# Bentonit Edasil wo in Österreich kaufen?



## CrimsonTide (4. Aug. 2010)

Hat wer von euch Bentonit Edasil oder andere Montmorillonit-Produkte in Österreich schon gekauft und wenn ja wo? 

Beim Raiffesen Lagerhaus gibts leider nur das Granulat, aber nicht das fein gemahlene Pulver ...

Danke für die Infos!


----------



## Christine (4. Aug. 2010)

*AW: Bentonit Edasil wo in Österreich kaufen?*

Hi Aaron,

frag mal bei Reinhard nach - wenn er es nicht selber führt, kann er Dir vielleicht zumindest auf die Sprünge helfen.


----------



## CrimsonTide (4. Aug. 2010)

*AW: Bentonit Edasil wo in Österreich kaufen?*

Danke Christine! Habe eine Anfrage geschickt und harre der Antwort 

Falls noch jemand eine Quelle hat, bitte melden!


----------



## sternhausen (4. Aug. 2010)

*AW: Bentonit Edasil wo in Österreich kaufen?*

Hallo Aaron

Leider ist mir zur Zeit in Österreich niemand bekannt der Bentonit Edasil führt.
Ich selbst habe es erst einmal gebraucht und da habe ich es aus Deutschland bezogen.
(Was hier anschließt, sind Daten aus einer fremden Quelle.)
PR #1309, opened 2017-08-15
[tutorials] Preliminary Python version of 06-active_matter

### LINKED ISSUE #1242: No Python version of active matter tutorial

hmenke:
Fixes #1242


jdegraaf:
I've worked my way through your pull request, however, there is still something wrong. Running pypresso on the script:
```
rectification_simulation.py 0.0
```
or using any other value of the velocity, results in the following error during integration.
https://gist.github.com/anonymous/c1f77ed855ca1ca64584764739710ad1
I'll give a full description via another route.

hmenke:
I can reproduce with the following minimal example
```python
import espressomd
s = espressomd.System()
s.part.add(pos=[0,0,0])
s.part.writevtk("abc.vtk")
```
but only with `maxset.hpp` and running in `gdb`.  The debugger points to these lines in `ParticleProperties` https://github.com/espressomd/espresso/blob/ee9bbbc4576713d082b90a8002ad4751e3b31940/src/core/particle_data.hpp#L212-L215
In the destructor of `ParticleProperties` their allocator segfaults on freeing memory (why?).

See issue #1327

jdegraaf:
So, can we conclude that the issue is not the way the tutorials are implemented, hence, the pull request for new tutorials can be put through? We'll have to

- double check the tutorials for the school
- make a new Active_Matter git label

at some point in the future anyway. And, as far as I gather, the first point can only be done once the above problem is fixed. Still, from a review point, all of the tutorials put together by Henri look convincing and I expect the last one to run smoothly too, whenever the bug is fixed.

PR #1328, opened 2017-08-16
[tutorials] Preliminary version of 09-catalytic_reactions

hmenke:
Everything seems to work fine now.


jonaslandsgesell:
Hi,
unfortunately there is a fundamental misunderstanding involved in the "feature" which is called catalytic reactions in Espresso (since always?). A catalyst does not influence where the equilibrium lies. A catalyst only influences the reaction dynamics. Do not merge until this fundamental Problem in this "feature" (description) is removed.

jdegraaf:
I see what you mean. I think the problem is the phrasing, rather than the actual implementation. I'll rewrite the tutorial accordingly.

fweik:
The ParticleProperty issue is fixed in #1334

fweik:
So can this be merged now?

jdegraaf:
Hello Florian,

Yes, I think so. I want to test it once more two weeks before the school
starts and then have an Active_Matter label put in to a specific git hash,
such that the students can use it. Or, will everything be merged into a new
version of ESPResSo, before then?

Best Wishes,

Joost

hmenke:
I have tested the tutorial again and everything seems to work fine.  The output is visualized below.  I'd say that this can be merged now.  Since we will be working on the `python` branch or a new 4.0 release during the school there is no need to tag a new Active_Matter label and the old one can be removed.

Averaged MSD over five runs with standard error on the error bars for both, the active and the passive system:
msd

The AVACF for the same system as in the previous figure.  Note that the activity does not influence the rotational behaviour.
avacf

jonaslandsgesell:
Is the old (described) behaviour still there, that "H2O2 particles" are split with a certain rate when in vicinity to a catalyst but also recrated in the "Bulk" with another rate?
Now the description does not say so anymore but this behaviour would still be unphysical in a thermodynamic sense. It implies that in the "bulk" "H2O2" is created spontaneously and H2O2 would also be consumed and split by the catalyst spontaneously. However only one of those two reactions can happen spontaneously.

jdegraaf:
Dear Jonas,

No it is not. The source code is still present -- this may be reused for
something else, besides it being the standard (albeit nonphysical) way of
handling this kind of catalytic reactive modelling for self-propelled
particles. However, this source code can only be accessed by changing the
interface code, so for a regular user it is inaccessible. Nor is it
mentioned in the documentation, so that a regular user would be unaware of
the existence of this piece of source code. Only the swap move remains
directly accessible and is the one documented in the UG and tutorials. It
is a model for the specific surface reaction on a self-propelled Janus
particle, as is now clearly detailed in the two pieces of documentation
(tutorial and UG).

Best Wishes,

Joost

Werde mich aber gerne mal die Tage auf die Suche machen und sollte ich etwas finden, werde ich es gerne hier bekannt geben.
Ich denke wenn dann sollte es in einem Düngerfachhandel für die Landwirtschaft am ehesten zu bekommen sein.
Wie gesagt wenn ich etwas weiß, dann melde ich mich gerne.

Grüße
Reinhard


----------



## scholzi (4. Aug. 2010)

*AW: Bentonit Edasil wo in Österreich kaufen?*

Hi Leute....
Ich hab auch ewig gesucht und dann doch hier bestellt http://www.schneckenprofi.de/edasil-agrar-bentonit.html ist das gemahlene...
Kostet 18,30€ +5,90€ Versand nach Österreich....
Was hast du damit vor?


----------



## RKurzhals (4. Aug. 2010)

*AW: Bentonit Edasil wo in Österreich kaufen?*

Hi Aaron,
we wäre es mit "Gimpet" oder anderer Katzenstreu? Viele der Markenprodukte sind Bentonit. Montmorrilionit ist ein Silicatmineral, das den Hauptbestandteil des Bentonits darstellt. Es gibt noch ein weiteres silicatisches Material für Katzenstreu-Produkte, das vergleichbare Eigenschaften aufweist (Sepiolith). 
Frag mal beim Produzenten nach Mustern, oder kennst Du einen der Verwender? Solche Produkte zählen nicht zum "Allgemeinbedarf", und sind daher schwerer beschaffbar, oder teuer.
Ich habe den Eindruck, das ist eine Marktlücke . Viel Glück bei Deiner Suche. Silicate dieser Art sind Bergbauprodukte ohne aufwändige Anreicherung etc., also erst mal preiswert. Ich bin gespannt, wie sich die Beschaffung einer Kleinmenge gestaltet... .


----------



## CrimsonTide (5. Aug. 2010)

*AW: Bentonit Edasil wo in Österreich kaufen?*

@Rolf: ja, das mit dem katzenstreu ist mir bekannt, aber da sind oft duftstoffe etc. dabei und außerdem ist das immer granulat ... ich bräuchte ja das feingemahlene pulver.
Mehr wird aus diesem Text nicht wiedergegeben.